START Information
Issue #2189, opened 2017-05-09
PWA fast enough: Update text about metric


paulirish:
The audit checks TTFI but talks about TTI.

Last discussion here: https://github.com/GoogleChrome/lighthouse/pull/2159/files#r115051696

PR #2215, opened 2017-05-10
Install banner audit: failures should say what the user didnt do

ebidel:
Matches what the "Configure for a splash screen audit" does. It was confusing that the failure help text was saying the "site registers a sw", when in fact, it did not.

screen shot 2017-05-10 at 2 06 37 pm

Also fixes https://github.com/GoogleChrome/lighthouse/issues/2189.

### DIFF
--- a/lighthouse-core/audits/time-to-interactive.js
+++ b/lighthouse-core/audits/time-to-interactive.js
@@ -27,8 +27,8 @@ class TTIMetric extends Audit {
     return {
       category: 'Performance',
       name: 'time-to-interactive',
-      description: 'Time To First Interactive (alpha)',
-      helpText: 'Time to First Interactive identifies the time at which your app appears to be ready ' +
+      description: 'Time To Interactive (alpha)',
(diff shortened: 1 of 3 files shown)


lighthouse-core/audits/time-to-interactive.js
```diff
@@ -27,8 +27,8 @@ class TTIMetric extends Audit {
     return {
       category: 'Performance',
       name: 'time-to-interactive',
-      description: 'Time To Interactive (alpha)',
```
paulirish: nope.  :)
 that's https://github.com/GoogleChrome/lighthouse/blob/master/lighthouse-core/audits/first-interactive.js which is a different metric altogether.

brendankenny:
lint error and somehow this is causing a unit test error. Looks like it may be checking the error string?

lighthouse-core/audits/time-to-interactive.js
brendankenny: oh, right. Yeah, it's `load-fast-enough-for-pwa` that needs updating to First Interactive

PR #2216, opened 2017-05-10
refactor: split optimized images into WebP and optimize audit

### LINKED ISSUE #2044: opinionated "unoptimized images" audit is opinionated
Just a general first impression of the "unoptimized images" audit now that I've dived into it

The comments in the audit source say that the audit fails when:

* a JPEG / bitmap can be at least 10KB smaller when canvas-encoded
* any image can be at least 100KB smaller when WebP-encoded
* total savings can be greater than 1MB by encoding all images with WebP

So really, the audit is mainly "look at how much you can save with WebP". But it still doesn't have support Firefox, Edge, or Safari, so that seems like a moot point for a solid chunk of our audience

Is there any way to optimize imgs using the original format? I know it's kinda arbitrary, b/c you could optimize the heck out of a JPEG, but if it looks like garbage, then the optimized version isn't valid. But for me personally, I'd be way more interested if LH said "here's an optimized version of your img, and this is how much you could save". Maybe LH could do a side-by-side right there so that the user can see whether the optimized version is valid.

Maybe another way to approach this would be to just flag images larger than some arbitrary size? Or to warn when the total amount of images exceeds some arbitrary limit?

patrickhulce:
closes #2044 and does some drive by cleanup of byte efficiency audits

Splits the audit to track two concerns separately:
1. **Are you doing the most sensible optimizations for your existing image format?**
JPEG doesn't have an insane amount of metadata or is too high quality, can be expanded to do the equivalent of PNG crush too.
2. **Are you using the most efficient image format for your content?**
Currently just a WebP check but could be fancier for your PNG could actually be a JPEG, etc.

Also reduces the aggressiveness of both of these by increasing the quality to 85 and increasing the ignore threshold to 4KB for JPEG and 8KB for WebP.

Questions:
* ~~Should the WebP check be moved down into diagnostics?~~ No
* Should we rename "Optimize images" since it's just tracking the lowest hanging fruit optimizations, if so, to what?

screenshot: (added by paul)

image


ebidel:
This makes sense to me. I think we should keep the audits in "Opportunities" (not move them to Diagnostics) as they are potential improvements to be made.

One thing, can you group the 3 image audits together, probably in this order:
1. Properly size images
2. Optimize images
3. Convert images to WebP

screen shot 2017-05-14 at 3 37 35 pm

"Convert images to WebP" could also be "Serve images as WebP" to suggest that this would be in addition to serving other formats. But that would also address Kayce's concerns in the bug.

ebidel:
Needs a rebase.

patrickhulce:
also turns out we've been hiding `offscreen-images` from the perf section this whole time, so I added that back

patrickhulce:
@ebidel PTAL rebased and updated order :)

paulirish:
I'm really happy with this split. Good call.

I like the title of both of these audits now. seems good.

PR #2220, opened 2017-05-10
perf: make network quiet threshold configurable per pass

patrickhulce:
in the name of OYB, shaves off ~9 seconds from all runs with the default passes

renames pauseAfterLoad to the more appropriate networkQuietThreshold, previously the flag was for speeding up the tests and was not documented in the CLI

### DIFF
--- a/lighthouse-core/config/default.js
+++ b/lighthouse-core/config/default.js
@@ -30,7 +30,7 @@ module.exports = {
   {
     "passName": "offlinePass",
     "useThrottling": false,
-    "networkQuietThresholdMs": 500,
+    "networkQuietThresholdMs": 100,
     "gatherers": [
       "service-worker",
       "offline",
@@ -40,7 +40,7 @@ module.exports = {
   {
     "passName": "redirectPass",
     "useThrottling": false,
-    "networkQuietThresholdMs": 500,
+    "networkQuietThresholdMs": 100,
     // Speed up the redirect pass by blocking stylesheets, fonts, and images
     "blockedUrlPatterns": ["*.css", "*.jpg", "*.jpeg", "*.png", "*.gif", "*.svg", "*.ttf", "*.woff", "*.woff2"],
     "gatherers": [
--- a/lighthouse-core/config/default.js
+++ b/lighthouse-core/config/default.js
@@ -4,6 +4,7 @@ module.exports = {
   "passes": [{
     "passName": "defaultPass",
     "recordTrace": true,
+    "networkQuietThresholdMs": 5000,
     "pauseBeforeTraceEndMs": 5000,
     "useThrottling": true,
     "gatherers": [
@@ -29,6 +30,7 @@ module.exports = {
   {
     "passName": "offlinePass",
     "useThrottling": false,
+    "networkQuietThresholdMs": 500,
     "gatherers": [
       "service-worker",
       "offline",
@@ -38,6 +40,7 @@ module.exports = {
   {
     "passName": "redirectPass",
     "useThrottling": false,
+    "networkQuietThresholdMs": 500,
     // Speed up the redirect pass by blocking stylesheets, fonts, and images
     "blockedUrlPatterns": ["*.css", "*.jpg", "*.jpeg", "*.png", "*.gif", "*.svg", "*.ttf", "*.woff", "*.woff2"],
     "gatherers": [
--- a/lighthouse-core/config/default.js
+++ b/lighthouse-core/config/default.js
@@ -4,8 +4,9 @@ module.exports = {
   "passes": [{
     "passName": "defaultPass",
     "recordTrace": true,
+    "pauseAfterLoadMs": 5000,
     "networkQuietThresholdMs": 5000,
-    "pauseBeforeTraceEndMs": 5000,
+    "pauseAfterNetworkQuietMs": 2500,
     "useThrottling": true,
     "gatherers": [
       "url",
@@ -30,7 +31,8 @@ module.exports = {
   {
     "passName": "offlinePass",
     "useThrottling": false,
-    "networkQuietThresholdMs": 100,
+    // Just wait for onload
+    "networkQuietThresholdMs": 0,
     "gatherers": [
       "service-worker",
       "offline",
@@ -40,7 +42,8 @@ module.exports = {
   {
     "passName": "redirectPass",
     "useThrottling": false,
-    "networkQuietThresholdMs": 100,
+    // Just wait for onload
+    "networkQuietThresholdMs": 0,
     // Speed up the redirect pass by blocking stylesheets, fonts, and images
     "blockedUrlPatterns": ["*.css", "*.jpg", "*.jpeg", "*.png", "*.gif", "*.svg", "*.ttf", "*.woff", "*.woff2"],
     "gatherers": [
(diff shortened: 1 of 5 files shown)


lighthouse-core/config/default.js
```diff
@@ -29,6 +30,7 @@ module.exports = {
   {
     "passName": "offlinePass",
     "useThrottling": false,
+    "networkQuietThresholdMs": 500,
```
paulirish: do we even need to wait 500 on these two passes?

brendankenny:
wait, this was only 5000 because of #2023 :P It was 500 before

lighthouse-core/config/default.js
patrickhulce: yeah probably not we really just need the main page, right?

brendankenny:
This explains the end of trace ending up 10 seconds after most of the other metrics had completed, since we have the double 5 second wait.

Can we eliminate one of `networkQuietThresholdMs` or `pauseBeforeTraceEndMs` while we're at it? They're almost exactly the same, the only difference is it's
1) network quiet or onload
2) wait `networkQuietThresholdMs`
3) run all gatherer.pass()es
4) wait `pauseBeforeTraceEndMs`
5) end trace

It doesn't seem like both are necessary. Arguably `networkQuietThresholdMs` could go in the position of `pauseBeforeTraceEndMs`, because if a gatherer is doing anything in its `pass` method in a pass with `recordTrace`, it wants its activities to be recorded by the trace and delay TTI or whatever is being run on that pass.

patrickhulce:
> Can we eliminate one of networkQuietThresholdMs or pauseBeforeTraceEndMs while we're at it? 

The answer is how much TTCI failure are we willing to tolerate? Most sites should be fine without pauseBeforeTraceEnd, but there are definite cases where it will fail. Maybe we make it optional?

brendankenny:
for the default `defaultPass`, at least, there aren't any gatherers with a `pass()` method, so the actual execution is
1) network quiet or onload
2) wait networkQuietThresholdMs
3) wait pauseBeforeTraceEndMs
4) end trace

so we can just get rid of one and wait the sum of the current two, if we need that long

patrickhulce:
> so we can just get rid of one and wait the sum of the current two, if we need that long

It's not *quite* that simple, we can consolidate for sure but they serve different purposes. Increasing networkQuietThreshold to 10s might cause many more timeouts than the current approach, but adding 5s to pauseBeforeTraceEnd would also fail to capture network quiet periods more frequently than the current approach.

`networkQuietThreshold` at 5s is just a requirement of TTCI and we'll have to suffer through if we want to reliably determine it (though we could split into a 5s 2-inflight requirement and 500ms 0-inflight requirement).

Given `networkQuietThreshold` fixed at 5s, `pauseBeforeTraceEnd` should really be interpreted as "what's the longest we might expect a reasonable page to have main thread activity after all network requests have finished" Example: if the last network request finishes and then there's a single 50ms long task, we don't want that to make TTCI undeterminable. 5 seconds is quite generous, but 2s of main thread isn't that unheard of so we can play around with the number here.

No matter what we can definitely skip pauseBeforeTraceEnd in the timeout case which is the current worst case scenario and shave off 5s.

brendankenny:
I think I see what you're saying. Basically we want five seconds of network quiet, but in theory the first few seconds of that window could contain a long task, so we need to wait longer?

If I understand you correctly, there's not a ton of difference in waiting for seven seconds of network quiet. A single network request could go out after five seconds cancelling the network quiet detection but before the CPU quieted down, but with the current scheme three network requests going out after `networkQuietThreshold` but less than five seconds after CPU quiet would have the same effect. Three new requests is less likely than one but it's not great.

Basically this is all hand wavey and a post hoc justification and maybe that's what smells about it :) The fact that we don't have a way to observe the main thread is the primary issue with finding a good solution. If `networkQuietThreshold` was really all about TTCI, it would be listening for dropping down to two, not zero, network requests for five seconds. What it was originally for was that was our best guess at "loaded" when we wrote it (better than onload + pause), and now it's functioning as a clumsy heuristic for CPU quiet. "5s 2-inflight requirement and 500ms 0-inflight requirement" suffers from the same issue.

For now, how do you feel about renaming `pauseBeforeTraceEnd` to `pauseAfterNetworkQuiet` or whatever (`theLimitOfOurPatienceWaitingForAPossibleLongTask`) and moving it out of `endTrace` and into `gather-runner` where it belongs (it doesn't make sense as an option to ending the trace and it delays everything afterwards, not just the ending the trace, so might as well make it prominent).

brendankenny:
We should also consider (in the future) upping `_waitForNetworkIdle` to wait for one request (and maybe even two) and see its effect on average runtime. We've suspected there are a number of sites that hit the 25s timeout that don't need to because they have a single request open (Does FMP still allow one(?) open request when declaring the page ready and the last candidate official?). Many sites might not budge, but average runtime could be decreased significantly.

and we should add time to run lighthouse to plots/ cause we don't know what the average runtime is :)

patrickhulce:
> For now, how do you feel about renaming pauseBeforeTraceEnd to pauseAfterNetworkQuiet or whatever (theLimitOfOurPatienceWaitingForAPossibleLongTask) and moving it out of endTrace

ya let's do it

patrickhulce:
OK lots of new changes :)

I've split the thresholds into 3 to accurately track what they're trying to do and moved it all into the page load

* network-2-idle and network-2-busy have been added to network recorder
* pauseAfterLoad has been split into pauseAfterLoad and pauseAfterNetworkQuiet to appropriately account for the fact that in networkQuiets case we've already had 5s of 2-quiet silence, so we probably don't need another full 5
END Information
**Exercise requirements**
Please return all lines in the material above that include the word "number".

**Solution to this task**
Given `networkQuietThreshold` fixed at 5s, `pauseBeforeTraceEnd` should really be interpreted as "what's the longest we might expect a reasonable page to have main thread activity after all network requests have finished" Example: if the last network request finishes and then there's a single 50ms long task, we don't want that to make TTCI undeterminable. 5 seconds is quite generous, but 2s of main thread isn't that unheard of so we can play around with the number here.
We should also consider (in the future) upping `_waitForNetworkIdle` to wait for one request (and maybe even two) and see its effect on average runtime. We've suspected there are a number of sites that hit the 25s timeout that don't need to because they have a single request open (Does FMP still allow one(?) open request when declaring the page ready and the last candidate official?). Many sites might not budge, but average runtime could be decreased significantly.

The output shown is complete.